NOTE: The unordered_map
class does not exist in older versions of
C++. Thus in order to compile this program (and your lab8 program) you will
need to add -std=c++11
to the clang compile line.
sort
Finally, there is a numper of popular algorithms, implemented in STL. For
example, in this lab we will be using sort
. Sort will sort elements in
ascending order, unless provided a sorting function that specifies how we
compare two elements.
For example, if we wanted to output the elements of our hash table in reverse (descending) order based on the key we would do the following:
#include <algorithm>
#include <iostream>
#include <string>
#include <unordered_map>
#include <vector>
using namespace std;
bool sort_reverse(const pair<string, int> &a, const pair<string, int> &b) {
return a.first > b.first;
}
int main(){
// Initialize the hash table with some fun values
unordered_map<string, int> ht = {{"Bananas", 10}, {"Apples", 16},
{"Pears", 8}, {"Zebras", 1}};
// unorderd_map iterators cannot be sorted so we must copy its contents
// into a vector
vector<pair<string, int> > values(ht.begin(), ht.end());
// sort all of the values in the vector using the function `reverse` for
// comparisons
sort(values.begin(), values.end(), sort_reverse);
// Output the items
// The `auto` keyword in C++11 will automatically determine its type.
// In this case its type is: vector<pair<string, int> >::iterator
for(auto it = values.begin(); it != values.end(); ++it)
cout << it->first << " " << it->second << endl;
return 0;
}
Writing frequency.cpp
In this lab you will be writing a program that calculates number of ocurrences of words in a standard input. It should print out statistics on the encountered words. The order of the output should be such that the most frequently used words are listed first, and words of the same frequency are sorted alphanumerically.

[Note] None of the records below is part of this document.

PR #4906, opened 2026-09-02
perf(mla): swap-AB Q tiles for small-M decode and a parallel split-KV merge on SM90

### LINKED ISSUE #2995: [FA3-MLA]Reducing WGMMA padding overhead in MLA decode for small M
Hi everyone,

I've been analyzing the **FA3 BF16 MLA Attention** on H200 and noticed significant compute underutilization during the decode phase.

When the number of active query rows ($M$) is small (e.g., $BS=1, num\\_heads=8, M < 16$), the current QK, QV, and PV kernels pad $M$ up to the fixed WGMMA-M dimension of 64. This wastes a large portion of compute on zero-padded rows.

By swapping the A and B operands, we can move the small query dimension from **WGMMA-M (fixed at 64)** to **WGMMA-N (granularity of 8 for BF16)**:

```text
                  queries(M=64)  seq_block(64, from KV cache block size)
                               ↓  ↓
Original PV:  O[64, 512]  = P[64, 64]  × kv_c[64, 512]    → mostly padding in M
Swapped PV:   O^T[512, 8] = kv_c^T[512,64] × P^T[64, 8]   → queries in N=8, ~8x less compute
                                                     ↑
                                              queries(N=8)
```

The same logic applies to the QK and QV GEMMs. 
Would it be possible to implement a specialized path for small $M$ using this layout to mitigate the padding overhead?

SamMausberg:
## Description

MLA decode on Hopper (`BatchMLAPagedAttentionWrapper`, `fa3` backend) runs `qo_len * num_heads` packed query rows per work item. Under tensor parallelism a decode step has 8, 16 or 32 rows, which the kernel padded to its fixed 64-row WGMMA-M tile (issue #2995). This PR fixes that and the merge bottleneck it exposed. Two commits.

### Swap-AB Q tiles

`hopper::HopperKernelTraits` takes the Q tile as a parameter. The 16- and 32-row tiles swap the GEMM operands so the query rows land on WGMMA-N (granularity 8):

```
S^T[kv, q]  = K[kv, d]   * Q^T[d, q]     A = K   (K-major),  B = Q   (K-major)
O^T[d, q]  += V^T[d, kv] * P^T[kv, q]    A = V^T (MN-major), B = P^T (K-major)
```

The products read the same shared-memory tiles and descriptors as before; only the operand roles and the accumulator layout change, with each warpgroup's half of `HEAD_DIM_CKV` split into 64-row WGMMA-M chunks. Softmax statistics are per column, reduced over the eight lanes of a column and once across the four warps through shared memory. P and O are staged with `stmatrix.trans`. The 64-row tile keeps the original layout, and both layouts share the same producer and consumer bodies.

`MLAPlan` picks the tile from the longest packed query in the batch (`MLAPlanInfo::cta_tile_q`), one kernel instantiation per tile, only when a work item runs on a single CTA. FA2 keeps the 64-row tile. A CUDA graph replays the kernel and grid it was captured with, so a replan under a graph now keeps the captured cluster size and tile; any tile is correct (a narrower one only means more Q tiles per request), and this also covers the pre-existing cluster-size hazard.

### Parallel split-KV merge

With the tiles in place the tensor pipe went from 29% to 9% busy but decode time barely moved: long-context decode was bound by the split-KV merge, which walked up to 128 partial states per row one at a time at L2 latency with 64 of 256 threads active (29 us of a 77 us kernel at 128K tokens). `DevicePersistentMergeStates` (shared with FA2) now splits a row's partials over the four 64-thread groups of a CTA, keeps eight loads in flight per group, and combines the groups through shared memory. A CTA that owns several rows still gives each group its own row.

### Results

Kernel time (CUPTI median) on a GH200, BF16, `head_dim_ckv=512`, `head_dim_kpe=64`; `qo_len=2` is causal. Before is `main` at 61f9b29d.

| batch | qo_len | heads | kv_len | page_size | before (us) | after (us) | speedup |
|---:|---:|---:|---:|---:|---:|---:|---:|
| 1 | 1 | 8 | 4096 | 64 | 16.2 | 9.4 | 1.72x |
| 1 | 1 | 8 | 16384 | 64 | 27.2 | 13.6 | 2.00x |
| 1 | 1 | 8 | 65536 | 64 | 57.0 | 32.7 | 1.74x |
| 1 | 1 | 8 | 131072 | 64 | 77.5 | 52.7 | 1.47x |
| 1 | 1 | 16 | 16384 | 64 | 27.7 | 13.7 | 2.02x |
| 1 | 1 | 16 | 131072 | 64 | 79.2 | 53.6 | 1.48x |
| 1 | 1 | 32 | 16384 | 64 | 27.8 | 15.7 | 1.77x |
| 1 | 1 | 32 | 131072 | 64 | 80.2 | 55.7 | 1.44x |
| 1 | 1 | 64 | 16384 | 64 | 29.5 | 18.2 | 1.62x |
| 1 | 1 | 64 | 131072 | 64 | 83.7 | 58.6 | 1.43x |
| 1 | 1 | 128 | 131072 | 64 | 85.7 | 72.5 | 1.18x |
| 1 | 2 | 16 | 65536 | 64 | 59.9 | 34.8 | 1.72x |
| 1 | 1 | 16 | 65536 | 1 | 60.0 | 33.7 | 1.78x |
| 8 | 1 | 16 | 8192 | 64 | 33.8 | 29.8 | 1.13x |
| 32 | 1 | 16 | 32768 | 64 | 332.9 | 329.5 | 1.01x |

At batch 1 with 8 or 16 heads the main loop now runs at the HBM streaming rate of this device (3.56 TB/s in a `cp.async` microbenchmark); at 128K tokens the kernel spends 42 us streaming 151 MB and about 10 us on launch, grid sync and merge. Larger batches were already bandwidth-bound. The 64- and 128-head rows keep the original tile and gain from the merge only.

## Related Issues

Closes #2995.

### Pre-commit Checks

## Tests

New tests in `tests/attention/test_deepseek_mla.py`: narrow tiles (8, 16, 32 heads; `qo_len` 1, 2, 4; FP16 and BF16; page sizes 1 and 64; causal), long-context split-KV decode, mixed-`qo_len` batches, graph replans that keep the captured configuration, and FP8 KV with 8 and 32 heads. Existing FA2 and FA3 MLA tests pass, including out-of-bounds KV, no-KPE and FP8. Outputs were also checked against an fp32 PyTorch reference over 416 configurations with FA3 errors at or below FA2's.

## Reviewer Notes

- The 64-row kernel keeps its register budget (234 registers, no spills); the 16- and 32-row kernels use 102 and 174.
- `MLAPlan` gained `min_cta_tile_q` (FA2 passes 64) and the captured `graph_num_blks_x` / `graph_cta_tile_q` of a graph replan; `MLAPlanInfo` gained `cta_tile_q` (last entry), so the JIT URI tag moves to `planabi3`.
- Named barriers 6 and 7 are the per-warpgroup barriers of the swap-AB tiles; CUTLASS reserves hardware barriers 8 to 15.
- The merge commit stands on its own and also speeds up FA2 split-KV decode.

Designed in combination with Claude Fable 5.1.

## Summary by CodeRabbit

* **New Features**
  * Added adaptive query-tile selection for Hopper-based MLA attention, supporting tile sizes of 16, 32, and 64.
  * Improved CUDA Graph planning and replanning by preserving captured execution settings.
  * Enhanced long-context and split-KV attention merging for more flexible workloads.
* **Performance**
  * Optimized SM90 MLA execution for narrow query batches and mixed query lengths.
* **Bug Fixes**
  * Improved numerical handling and output validation across supported data types.
  * Corrected transposed matrix shared-memory operations on supported CUDA architectures.

### DIFF
--- a/csrc/batch_mla_binding.cu
+++ b/csrc/batch_mla_binding.cu
@@ -25,7 +25,8 @@ using tvm::ffi::Tuple;
 Tuple<Array<int64_t>, int64_t> BatchMLAPagedAttentionPlan(
     TensorView float_workspace_buffer, TensorView int_workspace_buffer,
     TensorView page_locked_int_workspace_buffer, TensorView qo_indptr, TensorView kv_indptr,
-    TensorView kv_len, int64_t num_heads, int64_t head_dim_o, bool causal);
+    TensorView kv_len, int64_t num_heads, int64_t head_dim_o, bool causal, int64_t graph_num_blks_x,
+    int64_t graph_cta_tile_q);
 
 void BatchMLAPagedAttentionRun(TensorView float_workspace_buffer, TensorView int_workspace_buffer,
                                Array<int64_t> plan_info_vec, TensorView q_nope, TensorView q_pe,
--- a/csrc/batch_mla_plan.cu
+++ b/csrc/batch_mla_plan.cu
@@ -28,7 +28,8 @@ using tvm::ffi::Tuple;
 Tuple<Array<int64_t>, int64_t> BatchMLAPagedAttentionPlan(
     TensorView float_workspace_buffer, TensorView int_workspace_buffer,
     TensorView page_locked_int_workspace_buffer, TensorView qo_indptr, TensorView kv_indptr,
-    TensorView kv_len, int64_t num_heads, int64_t head_dim_o, bool causal) {
+    TensorView kv_len, int64_t num_heads, int64_t head_dim_o, bool causal, int64_t graph_num_blks_x,
+    int64_t graph_cta_tile_q) {
   CHECK_INPUT_TYPE(qo_indptr, dl_int32);
   CHECK_INPUT_TYPE(kv_indptr, dl_int32);
   CHECK_INPUT_TYPE(kv_len, dl_int32);
@@ -51,7 +52,8 @@ Tuple<Array<int64_t>, int64_t> BatchMLAPagedAttentionPlan(
       int_workspace_buffer.data_ptr(), page_locked_int_workspace_buffer.data_ptr(),
       int_workspace_size_in_bytes, plan_info, staged_int_workspace_bytes,
       static_cast<IdType*>(qo_indptr.data_ptr()), static_cast<IdType*>(kv_indptr.data_ptr()),
-      static_cast<IdType*>(kv_len.data_ptr()), batch_size, num_heads, head_dim_o, causal, stream);
+      static_cast<IdType*>(kv_len.data_ptr()), batch_size, num_heads, head_dim_o, causal,
+      /*min_cta_tile_q=*/64, graph_num_blks_x, graph_cta_tile_q, stream);
   TVM_FFI_ICHECK(status == cudaSuccess)
       << "Failed to plan MLA, error: " << cudaGetErrorString(status);
 
--- a/csrc/batch_mla_sm90_binding.cu
+++ b/csrc/batch_mla_sm90_binding.cu
@@ -25,7 +25,8 @@ using tvm::ffi::Tuple;
 Tuple<Array<int64_t>, int64_t> BatchMLAPagedAttentionSM90Plan(
     TensorView float_workspace_buffer, TensorView int_workspace_buffer,
     TensorView page_locked_int_workspace_buffer, TensorView qo_indptr, TensorView kv_indptr,
-    TensorView kv_len, int64_t num_heads, int64_t head_dim_o, bool causal);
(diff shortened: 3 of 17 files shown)


SamMausberg:
Addressed the review in 43c13437: stmatrix.trans now uses the documented mnemonic order and is gated on PTX ISA 7.8 (CUDA 11.8); the merge scratch has a compile-time size check against the kernel's shared memory; the graph replan test captures a CUDA graph with static buffers, replans for batches that would pick a 64-row tile or two-CTA clusters, and replays it (passes on FA2 and FA3).

PR #4910, opened 2026-09-03
feat(moe): persistent disk cache for the SM12x W4A16 CuTe-DSL MoE kernels

### LINKED ISSUE #4892: [Feature] Persistent disk cache for the SM12x W4A16 MoE kernels (moe_w4a16_compiler._COMPILE_CACHE; extend the #4331/#4701 CuTe-DSL disk cache)
## Summary

The SM12x W4A16 CuTe-DSL MoE kernels (`moe_w4a16_kernel.py`, memoized through `moe_w4a16_compiler._COMPILE_CACHE`) are the remaining member of the b12x kernel family compiled in-process only: the b12x MMA kernels already go through the shared on-disk CuTe-DSL cache (#4331, `build_and_load_cute_dsl_kernel`), and #4701 is extending it to the direct-micro kernel. Every fresh process — each engine start, each TP/EP rank, each test process — re-pays the full JIT compile for every W4A16 specialization it touches. This issue tracks rolling the same persistence mechanism out to the W4A16 path.

## Measured cost (RTX 5090, sm_120)

From a serving-like sweep (CUDA-graph-style m buckets 1→512, two MoE configs), timed after process-wide DSL init so the numbers are the kernels' own compile cost:

- one fused-MoE specialization: **0.6–2.0 s** cold compile (grows with `block_size_m`; 2.0 s at block 64 / prefill scale)
- one model config across the full m range: 5 fused specializations (m buckets collapse into `block_size_m` ∈ {8,16,32,48}), **≈ 4.7 s**
- two model configs: 8 specializations, **7.3 s** total
- cross-process: fully re-paid every time — verified with back-to-back fresh processes (identical timings) and no W4A16 artifacts ever appearing under `FLASHINFER_JIT_DIR`, while the sibling adopters' module directories persist alongside.

To set expectations honestly: this is a seconds-scale per-process tax, not the ~minute-scale compiles of the direct-micro megakernel. The tax scales linearly with model configs × batch buckets × ranks × restarts (and is re-paid by every test process during development), and fixing it closes the one remaining gap in the b12x family's disk-cache coverage.

## Scope

- Infra-only, following the adopter pattern established in #4701: `--enable-tvm-ffi` compiles against a fake TVM-FFI env stream, per-entry launch-ABI conversion for the four compile entries in `moe_w4a16_kernel.py` (gemm, fused_moe, activation, topk_sum), and a dedicated on-disk module directory (not shared with the MMA or direct-micro modules, whose per-module source hash would otherwise cause mutual invalidation).
- Cache keys derive from the existing `KernelCompileSpec.json_key` (which already covers the specialization axes), plus source-file hashing over the W4A16 device-code modules so stale-artifact reuse is impossible. The in-process caches stay as the first lookup layer.
- No kernel numerics changes. Tests mirroring the direct-micro battery: cold/warm round-trip, cache-key invalidation, and CUDA-graph capture on warm-loaded artifacts.

## Prior context

- I ran the SM120 verification for the direct-micro cache work on #4317 (81 naming-contract tests, w4a16 route-packing incl. CUDA graph, disk-cache cold/warm timings) and contributed the direct-micro barrier launch-ABI fix now carried in #4701 (commit c61816c).
- The disk-cache primitive is already on main (#4331), so this work does not depend on #4701 merging; it follows #4701's adopter pattern and rebases trivially over it.
- Distinct from #4561: that issue tracks the SM100 CuTe DSL W4A16 MoE implementation and its follow-ups. This one is compiler-cache infrastructure on the existing SM12x W4A16 path.

## Plan

I'd like to author this PR (claiming below). Verification hardware on hand: RTX 5090 (sm_120), with same-day full-battery re-runs on revisions, as done for #4317.

gavinkvx:
Closes #4892

## Summary

Routes the SM12x W4A16 CuTe-DSL MoE kernels -- the last member of the b12x kernel family compiled in-process only -- through the shared on-disk kernel cache (#4331), following the adopter pattern of the direct-micro conversion (#4701). All four compile entries in `moe_w4a16_kernel.py` are converted (topk_sum, activation, fused_moe, gemm); the production-launched fused entry additionally converts its launch site to the TVM-FFI ABI.

Measured on RTX 5090 (sm_120): the W4A16 test batteries drop from **4.73 s → 0.61 s** (route-pack) and **8.27 s → 3.71 s** (unified, w4a16 selection) on warm processes; per-specialization cold compiles of 0.6–2.0 s (≈7.3 s across a serving-like two-config sweep) are paid once per machine instead of once per process. This is a seconds-scale per-process tax, not the minute-scale direct-micro compiles; it scales with model configs × batch buckets × ranks × restarts and is re-paid by every test process during development.

## Extent policy (the substantive design point)

TVM-FFI exact-checks every DLTensor's baked extent at call time, yet extents never bound a device-side access: the kernels index through stride math bounded by their scalar arguments, and the pre-FFI launch passed buffers whose sizes bore no relation to the fake shapes. The kernel cache keys also do not track the m bucket, so one artifact serves all m for a given specialization. The policy that follows, applied to all four entries:

- m-independent tensors with real size contracts (weights, scales, global scales, activation_amax) bake true extents and pass full flat views;
- every m-, route- or scratch-capacity tensor bakes `(1,)` barrier-style (#4701) and passes a length-1 view -- an extent that varies with an unkeyed fact would poison cross-m reuse of the cached artifact.

This surfaced three pre-existing fictions in the historical fake shapes, latent only because nothing checked them before TVM-FFI: the FC2 fake ignored TC-decode mode (which writes the m×hidden output buffer, not routed rows), the c_tmp fakes carried a `max(..., 4*256*mbs*256)` floor unrelated to the real `packed_gemm_scratch_elements` allocation, and the locks fake assumed a ≤256-SM part while the real workspace follows `sms*4+2`.

## Other notes for review

- Opt levels are preserved: the fused entry's explicit `OptLevel(3)` becomes `--opt-level 3 --enable-tvm-ffi`; entries that used the default compile at `--opt-level 2 --enable-tvm-ffi`, matching the direct-micro default.
- The fused launch drops its explicit stream argument for the TVM-FFI env stream and now raises on a non-current stream (the env-stream ABI cannot target another stream); `pack_topk_routes_by_expert` already enforces the same contract in this file.
- When amax collection is off, the const-expr-dead `activation_amax` param gets an F32-scratch stand-in cut to its baked 2E extent.
- On-disk names are readable facts plus a sha256 digest of the entry's full `cache_key`; injectivity over the codegen parameters is inherited from the key that already gates the in-process caches. `tests/moe/test_b12x_w4a16_kernel_cache.py` pins that contract (digest sensitivity incl. float-sign/None-vs-0, determinism, symbol safety) plus GPU disk round-trip and CUDA-graph capture on a warm-loaded artifact.
- The standalone gemm and activation entries have no in-repo launchers; their verification is the compile/persist/reload round-trip, with the family's device codegen exercised by the fused battery.
- A dedicated `b12x_moe_w4a16` module directory avoids the mutual-invalidation hazard of sharing a per-module source hash with the MMA or direct-micro adopters. Independent of #4701: the cache primitive is on main, and this rebases trivially over that PR when it lands.

## Verification (RTX 5090, sm_120)

Full W4A16 battery green on cold and warm processes: `tests/moe/test_b12x_w4a16_route_pack.py` (64), `tests/moe/test_unified_moe_b12x.py -k w4a16` (23, incl. CUDA-graph capture/replay and dispatch-accuracy conformance), and the new cache-contract suite (6).

## Summary by CodeRabbit

* **New Features**
  * Added persistent disk caching for W4A16 kernel compilation, enabling reuse across runs.
  * Added source-change tracking to invalidate outdated cached kernels.
  * Added support for CUDA graph-capturable warm-loaded kernels.

* **Bug Fixes**
  * Improved validation of output buffer capacity and CUDA stream usage.
  * Corrected handling of scalar-sized route, activation, output, and scratch buffers.
  * Updated top-k sum output handling for tensor-based launches.
  * Added validation for required activation calibration data.

* **Tests**
  * Added coverage for deterministic, collision-resistant cache keys and cached-kernel numerical behavior.

### DIFF
--- a/flashinfer/fused_moe/cute_dsl/blackwell_sm12x/moe_w4a16_kernel.py
+++ b/flashinfer/fused_moe/cute_dsl/blackwell_sm12x/moe_w4a16_kernel.py
@@ -5939,8 +5939,9 @@ def compile_w4a16_activation(
 
     # The on-disk artifact name must be injective over every compile fact.
     # ``cache_key`` also carries the swiglu scalars, fast-math and gating
-    # flags, and the row-specialization bucket, so the readable facts are
-    # suffixed with a digest of the full key.
+    # flags; the row bucket is deliberately excluded so one artifact can
+    # be reused across rows. The readable facts are suffixed with a digest
+    # of the full key.
     compiled = build_and_load_cute_dsl_kernel(
         _CUTE_DSL_MODULE,
         _w4a16_disk_kernel_name(
--- a/flashinfer/fused_moe/cute_dsl/blackwell_sm12x/moe_w4a16_kernel.py
+++ b/flashinfer/fused_moe/cute_dsl/blackwell_sm12x/moe_w4a16_kernel.py
@@ -10,7 +10,6 @@ import cuda.bindings.driver as cuda
 import cutlass
 import cutlass.cute as cute
 import torch
-from cutlass.base_dsl.compiler import OptLevel
 from cutlass._mlir.dialects import llvm
 from cutlass.cutlass_dsl import Int32, Int64, T, Uint32, dsl_user_op
 
--- a/flashinfer/fused_moe/cute_dsl/blackwell_sm12x/moe_w4a16_kernel.py
+++ b/flashinfer/fused_moe/cute_dsl/blackwell_sm12x/moe_w4a16_kernel.py
@@ -5605,13 +5605,16 @@ def compile_w4a16_fused_moe(
             blocks_per_sm=kernel.blocks_per_sm,
         )
 
-    compile_size_m = _fake_m_for_specialization(size_m)
-    compile_routed_rows = int(compile_size_m) * int(top_k)
-    compile_route_blocks = compile_routed_rows if direct_topk_routes else 1
-    compile_route_slots = compile_route_blocks * int(moe_block_size)
-    packed_route_fake_elements = (
-        compile_routed_rows if direct_topk_routes else compile_route_slots
-    )
+    # Extent policy: TVM-FFI exact-checks every DLTensor's baked extent at
+    # call time, extents never bound a device-side access (the kernels
+    # index through stride math bounded by their scalar arguments), and
+    # the kernel cache key does not track the m bucket -- one artifact is
+    # shared across m for a given specialization. So only m-independent
+    # tensors with real size contracts (weights, scales, global scales,
+    # activation_amax) bake true extents; every m-, route- or
+    # scratch-capacity tensor bakes (1,) barrier-style (#4701), since any
+    # extent that varies with an unkeyed fact would poison cross-m reuse
+    # of the cached artifact.
     a_fake = make_ptr(cutlass_dtype, 16, cute.AddressSpace.gmem, assumed_align=16)
     if weight_layout == "modelopt":
         w13_fake = cute.runtime.make_fake_compact_tensor(
@@ -5649,17 +5652,17 @@ def compile_w4a16_fused_moe(
         )
     fc1_fake = cute.runtime.make_fake_compact_tensor(
         cutlass_dtype,
-        (compile_routed_rows * fc1_cols,),
+        (1,),
         assumed_align=16,
     )
     activated_fake = cute.runtime.make_fake_compact_tensor(
         cutlass_dtype,
-        (compile_routed_rows * intermediate_size,),
+        (1,),
         assumed_align=16,
     )
     fc2_fake = cute.runtime.make_fake_compact_tensor(
         cutlass_dtype,
-        (compile_routed_rows * hidden_size,),
+        (1,),
         assumed_align=16,
     )
     w13_scales_fake = cute.runtime.make_fake_compact_tensor(
@@ -5700,12 +5703,12 @@ def compile_w4a16_fused_moe(
     )
     packed_routes_fake = cute.runtime.make_fake_compact_tensor(
         cutlass.Int32,
-        (packed_route_fake_elements,),
+        (1,),
         assumed_align=16,
     )
     block_experts_fake = cute.runtime.make_fake_compact_tensor(
         cutlass.Int32,
-        (compile_route_blocks,),
+        (1,),
         assumed_align=16,
     )
     route_count_fake = cute.runtime.make_fake_compact_tensor(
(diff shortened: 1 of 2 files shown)


gavinkvx:
@coderabbitai The activation finding is correct -- that entry was converted before the extent policy the later fused/gemm commits established, and was never brought under it. Fixed in 878c8d0a, though by the policy-consistent resolution rather than keying the bucket: the row bucket is deliberately absent from the cache key (the in-process cache reuses one compiled kernel across rows via `replace(cached, rows=rows)`), so the m-varying fake extents now bake `(1,)` like every other unkeyed-capacity tensor and a single artifact genuinely serves all row counts. Keying the bucket would instead split the artifacts and contradict that existing cross-row reuse. Added a regression test pinning the sharing semantics: both buckets resolve to one artifact, warm-launchable at either row count.

gavinkvx:
Hi team! Hope this helps! 

@Aneureka @bkryu Since the PR CI matrix has no SM120 runner, here is a quick summary of how this was verified locally (RTX 5090, sm_120), to make authorization/review easier:

- **Correctness**: the full existing W4A16 GPU batteries pass on both cold and warm processes -- `tests/moe/test_b12x_w4a16_route_pack.py` (64) and `tests/moe/test_unified_moe_b12x.py -k w4a16` (23, incl. dispatch-accuracy conformance and CUDA-graph capture/replay). The dispatch-accuracy suite is also what established the extent policy empirically: each of the three historical fake-shape fictions in the description was caught by it during development, fixed, and re-run to green.
- **Cache behavior**: the new cache-contract suite (7 tests) pins artifact-name injectivity (digest sensitivity incl. float-sign / None-vs-0 collisions), the disk round-trip surviving an in-process cache clear, single-artifact sharing across activation row buckets (in an isolated test-local JIT directory), and CUDA-graph capture on a warm-loaded artifact.
- **Effect**: warm-process batteries drop 4.73 s → 0.61 s (route-pack) and 8.27 s → 3.71 s (unified); artifacts persist under a dedicated `b12x_moe_w4a16` module directory, invalidated on source change.

Happy to run any additional command or config locally and paste full output same-day. When convenient, could one of you authorize CI (`@flashinfer-bot run` -- it needs a member; the bot politely declined mine)?

@bkryu tagging you for continuity from #4317/#4701 -- this is the W4A16 rollout of that same mechanism.

Please let me know, thank you!

PR #4914, opened 2026-09-03
fix(moe): address review findings for PR #4610

cindyzxq:
## 📌 Description

Follow-up hardening for PR #4610.

  This PR:

  - rejects combining `TrtllmFp4Config` and `CutlassNvfp4Config` (and `CuteDslConfig` + `CutlassNvfp4Config`) as NVFP4 candidates because they require incompatible `MoEActivationPack` layouts;
  - updates the unified MoE documentation to use backend-native NVFP4 examples;
  - documents that TRT-LLM and CUTLASS FP8 per-tensor packs cannot be shared;
  - strengthens CUTLASS FP8 per-tensor coverage at the runner input-packing boundary;
  - updates the MXFP8 numerical test to build its reference from the prepared quantized weights and scales instead of the original BF16 weights.

### ✅ Pre-commit Checks

## 🧪 Tests

## Reviewer Notes

Please focus on:

  1. Whether rejecting mixed TRT-LLM/CUTLASS NVFP4 candidates is the appropriate fail-fast behavior.
  2. Whether the documented activation contracts match the backend implementations.
  3. Whether the MXFP8 prepared-weight reference is sufficiently independent of the execution path.

## Summary by CodeRabbit

- **New Features**
  - Added an opt-in NVFP4 inference backend for supported SM103 hardware.
  - Added backend discovery and configuration support for the new option.

- **Documentation**
  - Clarified NVFP4 backend selection and activation-pack compatibility requirements.
  - Updated examples to use valid single-backend configurations and current activation-pack fields.
  - Added the new backend to the supported MoE configuration matrix.

- **Tests**
  - Strengthened FP8 and MXFP8 validation against quantized reference results.


flashinfer/fused_moe/api.py
```diff
@@ -1475,6 +1475,27 @@ def __post_init__(self) -> None:
...
+        while autotuning.  TRT-LLM NVFP4 consumes packed FP4 values and block
+        scales, whereas CUTLASS NVFP4 consumes raw BF16 values without an
+        activation scale.  Letting both reach dispatch therefore fails only
+        after the layer has begun constructing and profiling runners.
+        """
+        if self.quant.variant is not QuantVariant.NVFP4:
+            return
+
+        candidate_types = {type(candidate) for candidate in self.backend}
+        if {TrtllmFp4Config, CutlassNvfp4Config} <= candidate_types:
```
feih-nv: This only rejects `{TrtllmFp4Config, CutlassNvfp4Config}`. CuteDSL NVFP4 uses the same packed-FP4 + scale layout as TRT-LLM, so `CuteDslConfig` + `CutlassNvfp4Config` is the same incompatible pair.

`tests/moe/test_unified_moe.py` (`test_cutedsl_nvfp4`) still constructs:

```python
BackendOptions(candidates=(CuteDslConfig(), CutlassNvfp4Config()))
```

That CPU expressiveness test still passes because this guard does not fire, but a real `MoELayer` autotune cannot share one `MoEActivationPack` between them.

Please extend this check to cover CuteDSL + CUTLASS NVFP4, and switch that test to `TrtllmFp4Config()` (compatible packed-FP4 pair) or a `CutlassNvfp4Config()` singleton.

docs/design_docs/flashinfer_moe_api.md
```diff
@@ -42,24 +42,24 @@ config = MoEConfig(
     ),
     quant=QuantConfig(QuantDtype.FP4, QuantGranularity.BlockScale),
     experts=ExpertConfig(intermediate_size=2048, local_num_experts=32),
-    backends=[TrtllmFp4Config(extra_backend_params...), CutlassNvfp4Config()],
+    # NVFP4 activation packs are backend-native; choose one candidate set.
+    backends=[TrtllmFp4Config(extra_backend_params...)],
```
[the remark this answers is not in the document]
feih-nv: @coderabbitai These snippets are in the aspirational §2–§4 design, not the shipped API. The doc already says that at "MVP As-Built Reference": `moe_layer(...)`, `find_backends`, `backends=`, and `selected_experts`/`final_scales` are the long-range surface.

The current public API (`backend=BackendOptions`, `topk_ids`/`topk_weights`) is already shown in that as-built section. This PR only removes the incompatible `TrtllmFp4Config` + `CutlassNvfp4Config` mix from the aspirational examples; rewriting §2–§4 to the MVP API is out of scope.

Words can include punctuation and are separated by any form of
whitespace. Using cin >> term
where term is a string will handle the
whitespace issue for you. All comparisons should be case insensitive, meaning
that IS
, Is
, iS
, and is
should all be counted as one word, is
. You
will need to write a function that converts a string to its lowercase form. You
probably want to use the tolower
function to help you with that.
For example echo "ASD aSd asd sdf dfg." | ./a.out
should produce the output:
3 asd
1 dfg.
1 sdf
Submitting the project
Only one person in a group need submit the project. If both members of a group submit we will only score the last submission made between the two group members. Please review the submission instructions as needed. On the submission site you will find the command you need to use to submit the project. Note that you may resubmit this project as many times as necessary up until the deadline.